I have used the Rockwell overarm/undertable pin router from the '60's and '70's. I have also used a drill press as a pin router for plastic. I am currently restoring a 1920's RL Carter pin router. It was also produced and a Carter-Stanley. I considered building an undertable model with a pin from above before buying the RL Carter. They are great for duplicating.

Dan Coleman


----------



## bobj3 (Jan 17, 2006)

Hi Dan

see below
========


Clouseau said:


> I have used the Rockwell overarm/undertable pin router from the '60's and '70's. I have also used a drill press as a pin router for plastic. I am currently restoring a 1920's RL Carter pin router. It was also produced and a Carter-Stanley. I considered building an undertable model with a pin from above before buying the RL Carter. They are great for duplicating.
> 
> Dan Coleman


----------



## BigJimAK (Mar 13, 2009)

Ted,

Here's a couple more web pages with information on pin routing and one pin routing company's instructions, which contain "how to use" information.

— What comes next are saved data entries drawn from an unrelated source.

PR #27593, opened 2026-03-26
feat: Add AI Gateway support for AI nodes

michael-radency:
## Summary

image

***

AI Gateway lets users run supported AI nodes (OpenAI, Anthropic, Google, etc.) through n8n's managed proxy — no personal API keys required. n8n authenticates to the provider on the user's behalf using a credit-based system, making it easy to get started with AI workflows without any credential setup.

## How it works

When a user enables the gateway on a node credential field, n8n stores a marker (`__aiGatewayManaged: true`) instead of a real credential. At execution time, the credential helper detects this marker and calls `AiGatewayService.getSyntheticCredential()`, which fetches a short-lived JWT from the gateway and returns a synthetic credential pointing to the gateway endpoint. The node code is completely unaware — it behaves as if it received a normal credential.

JWTs are cached per user (up to 500 entries) and proactively refreshed at 90% of their lifetime. Gateway configuration (supported nodes, provider routing, field mappings) is cached locally with a 1-hour TTL, so new providers can be added on the gateway side without n8n code changes.

## What's included

**Backend**
- `AiGatewayService`: synthetic credential generation, JWT lifecycle management, config + usage fetching
- `CredentialsHelper`: intercepts `__aiGatewayManaged` credentials and delegates to the service
- New `/ai/gateway/config` and `/ai/gateway/usage` endpoints

**Frontend**
- Per-node toggle in `NodeCredentials` — enables the gateway for that credential slot and restores the previous real credential when turned off; workflow is auto-saved after toggle
- Remaining credits badge shown inline when the gateway is active
- Node creator tags gateway-compatible nodes with a "Free Credits" badge (when experiment is active)
- `aiGateway` store + `useAiGateway` composable for config/credit state
- Settings page: paginated usage log per request — date, provider, model, input/output tokens, credits deducted
- `ai_gateway` PostHog experiment flag + `settings.aiGateway.enabled` backend flag (both must be active)
- Cleanup on disable: stale gateway-managed credentials are removed from nodes automatically

https://linear.app/n8n/issue/NODE-4692/ai-gateway-p0-n8n-frontendbackend

## Review / Merge checklist

- [ ] Tests included. 


packages/frontend/editor-ui/src/features/credentials/components/NodeCredentials.vue
michael-radency, line 1: not sure why github shows so much diff here, it's very simple and clear in vscode

packages/cli/src/services/ai-gateway.service.ts
```diff
@@ -0,0 +1,106 @@
...
+ * - `urlField`     — credential field the node reads for the base URL (`url` for most, `host` for googlePalmApi)
+ * - `apiKeyField`  — credential field the node reads for the API key (`apiKey` for most)
+ *
+ * To add a provider: add an entry here + add its type to `AI_GATEWAY_CREDENTIAL_TYPES` in `@n8n/constants`.
+ */
+const GATEWAY_PROVIDER_CONFIG: Record<
+	AiGatewayCredentialType,
+	{ gatewayPath: string; urlField: string; apiKeyField: string }
+> = {
+	googlePalmApi: { gatewayPath: '/v1/gateway/google', urlField: 'host', apiKeyField: 'apiKey' },
```
alexander-gekov: I have it as `/v1/ai-gateway` in my side, i can change mine later, no problems

packages/cli/src/services/ai-gateway.service.ts
```diff
@@ -0,0 +1,106 @@
...
+		if (cached && cached.expiresAt > Date.now() + 60_000) {
+			return cached.token;
+		}
+
+		const baseUrl = this.globalConfig.aiAssistant.baseUrl;
+		const licenseCert = await this.license.loadCertStr();
+
+		const response = await fetch(`${baseUrl}/v1/gateway/credentials`, {
+			method: 'POST',
+			headers: { 'Content-Type': 'application/json' },
```
alexander-gekov: for p0 now we do 100 credits per instance, so licenseCert is enough as payload, otherwise we would need x-user-id header as well

packages/cli/src/services/ai-gateway.service.ts
```diff
@@ -0,0 +1,106 @@
...
+import { Service } from '@n8n/di';
+import { InstanceSettings } from 'n8n-core';
+import type { ICredentialDataDecryptedObject } from 'n8n-workflow';
+import { UserError } from 'n8n-workflow';
+
+import { License } from '@/license';
+
+type AiGatewayCredentialType = (typeof AI_GATEWAY_CREDENTIAL_TYPES)[number];
+
+interface GatewayTokenResponse {
```
alexander-gekov, line 15: One thing that I haven't done is for jwt token to have TTL, do we need that for p0?

michael-radency: since credentials involved I would say yes

packages/frontend/editor-ui/src/features/credentials/components/NodeCredentials.vue
alexander-gekov: yeah, it happened to me as well on another PR, idk 🤷‍♂️

packages/@n8n/constants/src/index.ts
```diff
@@ -50,13 +50,17 @@ export const LICENSE_QUOTAS = {
...
 	INSIGHTS_RETENTION_MAX_AGE_DAYS: 'quota:insights:retention:maxAgeDays',
 	INSIGHTS_RETENTION_PRUNE_INTERVAL_DAYS: 'quota:insights:retention:pruneIntervalDays',
 	WORKFLOWS_WITH_EVALUATION_LIMIT: 'quota:evaluations:maxWorkflows',
 } as const;
 
 export const UNLIMITED_LICENSE_QUOTA = -1;
+
+export const AI_GATEWAY_CREDENTIAL_TYPES = ['googlePalmApi'] as const;
+export type AiGatewayCredentialType = (typeof AI_GATEWAY_CREDENTIAL_TYPES)[number];
 export const DEFAULT_WORKFLOW_HISTORY_PRUNE_LIMIT = 24;
```
DawidMyslak: I think we briefly discussed it, should that list come from backend response? Otherwise we will need n8n update to enable new models in the gateway.

packages/cli/src/services/ai-gateway.service.ts
```diff
@@ -0,0 +1,106 @@
...
+/**
+ * Per-provider routing config.
+ *
+ * - `gatewayPath`  — path appended to `aiAssistant.baseUrl` in the synthetic credential
+ * - `urlField`     — credential field the node reads for the base URL (`url` for most, `host` for googlePalmApi)
+ * - `apiKeyField`  — credential field the node reads for the API key (`apiKey` for most)
+ *
+ * To add a provider: add an entry here + add its type to `AI_GATEWAY_CREDENTIAL_TYPES` in `@n8n/constants`.
+ */
+const GATEWAY_PROVIDER_CONFIG: Record<
```
DawidMyslak: If we want to make it work fully flexibile, without a need for n8n update to add new models, this config could be stored like that on the backend side and returned to each n8n client. Potentially we can skip for P0, but worth noticing.

packages/cli/src/services/frontend.service.ts
```diff
@@ -521,6 +521,16 @@ export class FrontendService {
 			this.settings.aiCredits.setup = !!this.globalConfig.aiAssistant.baseUrl;
 		}
 
+		// TODO: restore `isAiCreditsEnabled &&` before shipping
```
DawidMyslak: Leaving a comment just to have an item to be resolved before merging.

packages/cli/src/services/ai-gateway.service.ts
```diff
@@ -0,0 +1,106 @@
...
+	/**
+	 * Returns a synthetic credential for the given type, pointing the node at the gateway
+	 * instead of the real provider. Called from `CredentialsHelper.getDecrypted` when
+	 * `nodeCredentials.__gatewayProxy` is set.
+	 */
+	async getSyntheticCredential(
+		credentialType: string,
+		userId: string,
+	): Promise<ICredentialDataDecryptedObject> {
+		// TODO: enforce license before shipping — throw FeatureNotLicensedError when not licensed
```
DawidMyslak: Leaving a comment just to have an item to be resolved before merging.

packages/cli/src/services/ai-gateway.service.ts
```diff
@@ -0,0 +1,106 @@
...
+		if (!this.licenseState.isAiCreditsLicensed()) {
+			console.warn('AI Gateway: license check failed (feat:aiCredits not licensed)');
```
DawidMyslak: Should we use Logger?

packages/cli/src/services/ai-gateway.service.ts
```diff
@@ -0,0 +1,106 @@
...
+			method: 'POST',
+			headers: { 'Content-Type': 'application/json' },
+			body: JSON.stringify({ licenseCert }),
+		});
+
+		if (!response.ok) {
+			throw new UserError(`Failed to fetch AI Gateway token: HTTP ${response.status}`);
+		}
+
+		const { token, expiresIn } = (await response.json()) as GatewayTokenResponse;
```
DawidMyslak, line 269: Optional: Are they guaranteed to always exist?

We could have an extra check:
```
if (!token || typeof expiresIn !== 'number') {
    throw new UserError('AI Gateway returned an invalid token response.');
}
```

packages/workflow/src/interfaces.ts
```diff
@@ -1327,6 +1327,7 @@ export interface IWebhookFunctions extends FunctionsBaseWithRequiredKeys<'getMod
 export interface INodeCredentialsDetails {
 	id: string | null;
 	name: string;
+	__gatewayProxy?: boolean;
```
DawidMyslak: Just wanted to validate this naming pattern with `__` - was this inspired by something already existing? I guess yes, but let's double check.

On the other side, "gateway" and "proxy" describe the same architectural role here - an intermediary that forwards requests. Combining them in `__gatewayProxy` says the same thing twice.

Looking at how the codebase names things:
- The feature is consistently called "AI Gateway" (AiGatewayService, useAiGateway, isAiGatewayEnabled)
- The UI label says "n8n Managed Credentials"
- The flag is `__gatewayProxy`
- The helper functions say `isCredentialProxied`, `isProxied`

So there are actually multiple different terms floating around for the same concept 🤔. I think this will land in workflow JSON, so let's carefully pick the right thing.

packages/frontend/editor-ui/src/features/credentials/components/NodeCredentials.vue
```diff
@@ -38,6 +38,8 @@ import { isEmpty } from '@/app/utils/typesUtils';
 import { getResourcePermissions } from '@n8n/permissions';
```
DawidMyslak, line 38: The `isCredentialExisting`, `areAllCredentialsSet` and `getNodeCredentialIssues` functions potentially all need to recognize `__gatewayProxy` and treat it as "credentials are properly configured."

DawidMyslak (changes requested):

packages/@n8n/constants/src/index.ts
michael-radency: I think so, this is for n8n's consumption, in UI and for nodes, BE does not need to care about that

packages/cli/src/services/ai-gateway.service.ts
michael-radency: main knowledge here is n8n related and is needed inside credentials and nodes, if we change something in credentials, for example, we would have to update BE, if we move config there

packages/workflow/src/interfaces.ts
michael-radency: thanks @DawidMyslak , I did revisit naming to be consistent with our other ai related features(`aiGateway`), and added comment `__aiGatewayManaged` to indicate that it's not suppose to be manually modified

 "n8n Managed Credentials" was updated, maybe not final
image

packages/cli/src/services/ai-gateway.service.ts
DawidMyslak: Ah, when I said backend, I referenced to the ai-service. Imagine we are asked to add a new model node to the AI Gateway, with the current implementation this requires the entire n8n update, I think for some customers this might take a few months? Happy to clarify in the call.

michael-radency: got it, yes, but I would say let's postpone it, until system settle

packages/frontend/editor-ui/src/features/credentials/components/NodeCredentials.vue
```diff
@@ -602,163 +658,165 @@ async function onQuickConnectSignIn(credentialTypeName: string) {
...
-					/>
-					<span :class="$style.setupManuallyContainer">
-						<N8nText size="small" :class="$style.setupManuallyOr">
-							{{ i18n.baseText('nodeCredentials.quickConnect.or') }}
-						</N8nText>
-						<N8nLink
-							:class="$style.setupManuallyLink"
-							theme="secondary"
-							underline
+				<template v-else-if="!isAiGatewayManaged(type.name)">
```
DawidMyslak: Not visible in the diff, but above we have `<div v-if="readonly">` which I think is set to true when browsing execution history. We should probably address that, otherwise it'll be broken.

packages/cli/src/controllers/ai.controller.ts
```diff
@@ -256,6 +258,18 @@ export class AiController {
 		}
 	}
 
+	@Get('/gateway/credits')
```
DawidMyslak, line 274: I think we need `@Licensed` decorator. Not sure yet what name/param to use. Maybe @alexander-gekov can confirm.

packages/frontend/editor-ui/src/app/composables/useAiGateway.ts
```diff
@@ -0,0 +1,53 @@
...
+	const creditsQuota = ref<number | undefined>(undefined);
+
+	async function fetchCredits(): Promise<void> {
+		if (!isEnabled.value) return;
+		try {
+			const data = await getGatewayCredits(rootStore.restApiContext);
+			creditsRemaining.value = data.creditsRemaining;
+			creditsQuota.value = data.creditsQuota;
+		} catch {
+			// Keep previous values on error
```
DawidMyslak: Could we log at least so we can track this issue in Sentry? `console.error` should be tracked

packages/cli/src/services/ai-gateway.service.ts
```diff
@@ -0,0 +1,143 @@
...
+		if (!baseUrl) {
+			throw new UserError('AI Gateway is not configured. Set the AI assistant base URL.');
+		}
+
+		const licenseCert = await this.license.loadCertStr();
+		const response = await fetch(`${baseUrl}/v1/gateway/credits`, {
+			method: 'POST',
+			headers: { 'Content-Type': 'application/json' },
+			body: JSON.stringify({ licenseCert, instanceId: this.instanceSettings.instanceId, userId }),
+		});
```
DawidMyslak, line 165: The licenseCert is sent in every POST call. Not a bug, but worth confirming the gateway server validates this securely with @alexander-gekov and that sending the full cert on every poll (including after each execution via the `workflowExecutionData` watcher) is intentional vs. using a cached/lighter auth mechanism?

DawidMyslak (changes requested):

packages/cli/src/services/ai-gateway.service.ts
alexander-gekov: hmmm, i see no need to send the licenseCert? we can use the existing jwt we get from /credentials ? that's what i expect

packages/cli/src/controllers/ai.controller.ts
alexander-gekov: I changed to use 'gateway' for now, to be on the same page, we can change later if we decide

packages/cli/src/services/ai-gateway.service.ts
```diff
@@ -0,0 +1,143 @@
...
+		const data = (await response.json()) as GatewayCreditsResponse;
+		if (typeof data.creditsQuota !== 'number' || typeof data.creditsRemaining !== 'number') {
+			throw new UserError('AI Gateway returned an invalid credits response.');
+		}
+
+		return data;
+	}
+
+	/**
+	 * Returns a cached JWT for `instanceId:userId`, fetching a fresh one from the gateway
```
alexander-gekov, line 231: To keep in mind: from ai-assistant side, I also re-fresh jwt if it is at > 90% of its lifetime.

packages/cli/src/controllers/ai.controller.ts
michael-radency: added TODO for later to consider

packages/cli/src/services/ai-gateway.service.ts
michael-radency: updated to use jwt
```
	/**
	 * Returns the current credits quota and remaining credits for the given user.
	 */
	async getCreditsRemaining(userId: string): Promise<GatewayCreditsResponse> {
		const baseUrl = this.globalConfig.aiAssistant.baseUrl;
		if (!baseUrl) {
			throw new UserError('AI Gateway is not configured. Set the AI assistant base URL.');
		}

		const jwt = await this.getOrFetchToken(userId);
		const response = await fetch(`${baseUrl}/v1/gateway/credits`, {
			method: 'GET',
			headers: { Authorization: `Bearer ${jwt}` },
		});

		if (!response.ok) {
			throw new UserError(`Failed to fetch AI Gateway credits: HTTP ${response.status}`);
		}

		const data = (await response.json()) as GatewayCreditsResponse;
		if (typeof data.creditsQuota !== 'number' || typeof data.creditsRemaining !== 'number') {
			throw new UserError('AI Gateway returned an invalid credits response.');
		}

		return data;
	}
```

packages/cli/src/services/ai-gateway.service.ts
michael-radency: synced in code to refresh at 90%

packages/cli/src/services/ai-gateway.service.ts
alexander-gekov: In the body we can leave only `licenseCert`

the other stuff can be moved in headers, the ai assistant expects these for debugging and monitoring:
`x-user-id`, `x-consumer-id`,`x-sdk-version` (this is the ai-assistant package version, we can link it via the package.json),`x-n8n-version`,`x-instance-id`

packages/cli/src/services/ai-gateway.service.ts
```diff
@@ -0,0 +1,150 @@
...
+	 * Returns a synthetic credential for the given type, pointing the node at the gateway
+	 * instead of the real provider. Called from `CredentialsHelper.getDecrypted` when
+	 * `nodeCredentials.__aiGatewayManaged` is set.
+	 */
+	async getSyntheticCredential(
+		credentialType: string,
+		userId: string,
+	): Promise<ICredentialDataDecryptedObject> {
+		// TODO: enforce license before shipping — throw FeatureNotLicensedError when not licensed
+		if (!this.licenseState.isAiCreditsLicensed()) {
```
alexander-gekov: `isAiCreditsLicensed()` checks license for `feat:aiCredits`, maybe we need two new methods for checking license by `feat:aiGateway` and `quota:aiGatewayCredits` .

I also noticed `feat:aiGateway` is missing from `@n8n/constants/src/index.ts`

packages/cli/src/constants.ts
```diff
@@ -17,13 +17,19 @@ export const CUSTOM_API_CALL_NAME = 'Custom API Call';
...
+export const AI_ASSISTANT_SDK_DIR = dirname(dirname(require.resolve('@n8n_io/ai-assistant-sdk')));
 export const TEMPLATES_DIR = join(CLI_DIR, 'templates');
 export const NODES_BASE_DIR = dirname(require.resolve('n8n-nodes-base'));
 export const EDITOR_UI_DIST_DIR = join(dirname(require.resolve('n8n-editor-ui')), 'dist');
 
 const packageJsonPath = join(CLI_DIR, 'package.json');
+const aiAssistantPackageJsonPath = join(AI_ASSISTANT_SDK_DIR, 'package.json');
 const n8nPackageJson = jsonParse<n8n.PackageJson>(readFileSync(packageJsonPath, 'utf8'));
+const aiAssistantPackageJson = jsonParse<n8n.PackageJson>(
+	readFileSync(aiAssistantPackageJsonPath, 'utf8'),
```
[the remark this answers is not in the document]
michael-radency: this mirrors
`const n8nPackageJson = jsonParse<n8n.PackageJson>(readFileSync(packageJsonPath, 'utf8'));`

packages/cli/src/controllers/ai.controller.ts
DawidMyslak: Could we address it now, it's just one-liner? The `getBuilderCredits` endpoint right below has `@Licensed('feat:aiBuilder')`.

IMHO this endpoint should have `@Licensed('feat:aiGateway')`. Without it, any authenticated user can call the gateway credits endpoint and trigger outbound requests from the server to the external gateway service, even without a license.

packages/frontend/editor-ui/src/app/composables/useAiGateway.ts
```diff
@@ -0,0 +1,53 @@
...
+	const { saveCurrentWorkflow } = useWorkflowSaving({ router });
+
+	const isEnabled = computed(
+		() =>
+			postHogStore.getVariant(AI_GATEWAY_EXPERIMENT.name) === AI_GATEWAY_EXPERIMENT.variant &&
+			settingsStore.isAiGatewayEnabled,
+	);
+
+	const creditsRemaining = ref<number | undefined>(undefined);
+	const creditsQuota = ref<number | undefined>(undefined);
```
DawidMyslak: Just a note, these are created as new `ref()`s inside the function body. Every component that calls `useAiGateway()` gets its own independent copy. No shared memory.

I believe both `AiGatewayToggle.vue` and `NodeCredentials.vue` are accessing different data points. A bit fragile long-term, unless we want `fetchCredits` to be called by each component individually? Small Pinia store could solve it.

packages/cli/src/controllers/ai.controller.ts
michael-radency: @DawidMyslak 
we did add `aiGatewayDev` mode for local development and adding `@Licensed('feat:aiGateway')` would break it, I'll try to get feedback on this, but in general - feature is available only if `aiGateway` is in the license, and all calls gated either by token or license check, so it should not any pose security risks

packages/cli/src/credentials-helper.ts
```diff
@@ -346,6 +348,13 @@ export class CredentialsHelper extends ICredentialsHelper {
 		raw?: boolean,
 		expressionResolveValues?: ICredentialsExpressionResolveValues,
 	): Promise<ICredentialDataDecryptedObject> {
+		if (nodeCredentials.__aiGatewayManaged) {
+			return await this.aiGatewayService.getSyntheticCredential(
+				type,
+				additionalData.userId ?? additionalData.activatedByUserId ?? '',
```
alexander-gekov: I think there are more cases where userId can be undefined, seems like when trigger is through n8n chat it does not get proper userId?

michael-radency: @alexander-gekov 
do you have some concrete examples? If you mean models in chat hub then yes, it's not working right now, it would require separate UI and there are issues with streaming

but it works if you expose agent through Chat Trigger node

image
image

alexander-gekov: I have the issue when:
* Chat Trigger node
* Do NOT touch model select in OpenAI as that will get /credentials with userId
* Send message in chat -> (if first time) it will try to fetch credentials and pass userId: "" (empty string) and ai gateway service will return 400 error
image
image

packages/frontend/editor-ui/src/features/shared/nodeCreator/components/NodeCreator.vue
```diff
@@ -113,6 +114,10 @@ function onDrop(event: DragEvent) {
 	}
 }
 
+onMounted(() => {
+	void useAiGatewayStore().fetchConfig();
```
DawidMyslak: This calls the store's `fetchConfig()` directly, bypassing the `isEnabled` guard (present in the `useAiGateway` composable). I think unlicensed users will get a 403?

packages/cli/src/credentials-helper.ts
DawidMyslak: What if we have a brand new workflow, not activated yet, can `activatedByUserId` be empty?

packages/frontend/editor-ui/src/app/stores/aiGateway.store.ts
```diff
@@ -0,0 +1,96 @@
...
+	const fetchError = ref<Error | null>(null);
+
+	async function fetchConfig(): Promise<void> {
+		if (config.value !== null) return;
+		try {
+			config.value = await getGatewayConfig(rootStore.restApiContext);
+			fetchError.value = null;
+		} catch (error) {
+			fetchError.value = toError(error);
+			console.error('[aiGatewayStore] Failed to fetch gateway config:', error);
```
DawidMyslak: We have four `console.error` calls in this file, but `fetchError` is already being set for consumers of the store. In the rest of the codebase we typically surface errors through toasts or let components handle them via the stored error state. Do we need them for dev debugging?

packages/frontend/editor-ui/src/features/ai/gateway/views/SettingsAiGatewayView.vue
```diff
@@ -0,0 +1,218 @@
...
+
+	tbody tr:last-child td {
+		border-bottom: none;
+	}
+}
+
+.empty {
+	text-align: center;
+	color: var(--color--text--tint-2);
+	padding: var(--spacing--xl) !important;
```
DawidMyslak: Nit: could we avoid the `!important` here with a more specific selector?

packages/frontend/editor-ui/src/features/ai/gateway/views/SettingsAiGatewayView.vue
```diff
@@ -0,0 +1,218 @@
...
+}
+
+function providerLabel(provider: string): string {
+	const map: Record<string, string> = {
+		openai: 'OpenAI',
+		anthropic: 'Anthropic',
+		google: 'Google',
+	};
+	return map[provider.toLowerCase()] ?? provider;
+}
```
DawidMyslak: Hardcoded provider label map will need manual updates per new provider.

packages/frontend/editor-ui/src/features/ai/gateway/views/SettingsAiGatewayView.vue
```diff
@@ -0,0 +1,218 @@
...
+	} finally {
+		isLoading.value = false;
+	}
+}
+
+async function refresh(): Promise<void> {
+	await load();
+}
+
+async function loadMore(): Promise<void> {
```
DawidMyslak, line 48: Rapid "Load More" clicks could increment offset multiple times. A quick `if (isLoading.value) return` guard would prevent that 👍.

packages/frontend/editor-ui/src/features/ai/gateway/views/SettingsAiGatewayView.vue
```diff
@@ -0,0 +1,218 @@
...
+				<N8nButton
+					:label="i18n.baseText('settings.n8nGateway.usage.refresh')"
+					icon="refresh-cw"
+					type="secondary"
+					:loading="isLoading"
+					@click="refresh"
+				/>
+			</div>
+
+			<div :class="$style.tableWrapper">
```
DawidMyslak, line 86: Nit: I think in the future we might need alternative approach. With "load more" and with huge amount of data, the virtual list will be needed. Or we can do a trivial 1/2/3 (per-page) pagination and limited rendering. No need to address now.

packages/@n8n/api-types/src/dto/ai/ai-gateway-config-response.dto.ts
```diff
@@ -0,0 +1,11 @@
+export interface AiGatewayProviderConfigEntry {
+	gatewayPath: string;
+	urlField: string;
+	apiKeyField: string;
+}
+
+export interface AiGatewayConfigDto {
```
DawidMyslak: `AiGatewayConfigDto` is a plain interface while other DTOs use Zod - worth aligning for consistency?

packages/frontend/editor-ui/src/features/credentials/components/NodeCredentials.vue
```diff
@@ -297,6 +301,23 @@ onMounted(() => {
 	});
 
 	ndvEventBus.on('credential.createNew', onCreateAndAssignNewCredential);
+
+	void aiGateway.fetchConfig();
```
DawidMyslak, line 305: `NodeCredentials.vue` and `NodeCreator.vue` - Both call `fetchConfig()` on mount, but inconsistently, `NodeCredentials` goes through the composable (guarded), while `NodeCreator` hits the store directly (unguarded). Worth aligning on one approach, ideally a single init point for licensed users.

DawidMyslak (changes requested):
A few more comments from me @michael-radency - I think we're very close, maybe we have a mismatch between the store and the composable usage.

packages/cli/src/credentials-helper.ts
michael-radency: @DawidMyslak , @alexander-gekov 
resolved in https://github.com/n8n-io/n8n/pull/27593/commits/5ef9f7edd8d0d017508a93221c4314c0d3bf783d

DawidMyslak (dismissed):
LGTM 👍 👏

alexander-gekov (dismissed):
Apart from OpenAI node comment, lgtm! Cheers!

DawidMyslak (approved):
Confirming that https://github.com/n8n-io/n8n/pull/27593/changes/f51fb3b15b09796f9d72a2e7a0d69f0763955956 looks good 👌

Overarm Pin Router - Popular Mechanics

Veritas® Pin Router Arm - Lee Valley Tools


----------



## istracpsboss (Sep 14, 2008)

I couldn't get the Popular Mechanics one to move beyond the first page. Was it just me?

Cheers

Peter


----------



## CanuckGal (Nov 26, 2008)

It worked fine for me Peter.


----------



## bobj3 (Jan 17, 2006)

Worked fine on this end 

=



istracpsboss said:


> I couldn't get the Popular Mechanics one to move beyond the first page. Was it just me?
> 
> Cheers
> 
> Peter


----------



## istracpsboss (Sep 14, 2008)

Thanks guys. It worked for me this time,although I had trouble with some pages. Previously it wouldn't move at all.

Cheers

Peter


----------



## Clouseau (Oct 12, 2009)

Dewalt made an attachment for the RAS that held a router motor. It clamped on the ring that held the blade guard. I had one and never used it. I sold it to a gentleman last fall.


----------



## bobj3 (Jan 17, 2006)

Hi Clouseau

A member has one I will need to rack my brain and find the post with pictures..

=====



Clouseau said:


> Dewalt made an attachment for the RAS that held a router motor. It clamped on the ring that held the blade guard. I had one and never used it. I sold it to a gentleman last fall.


----------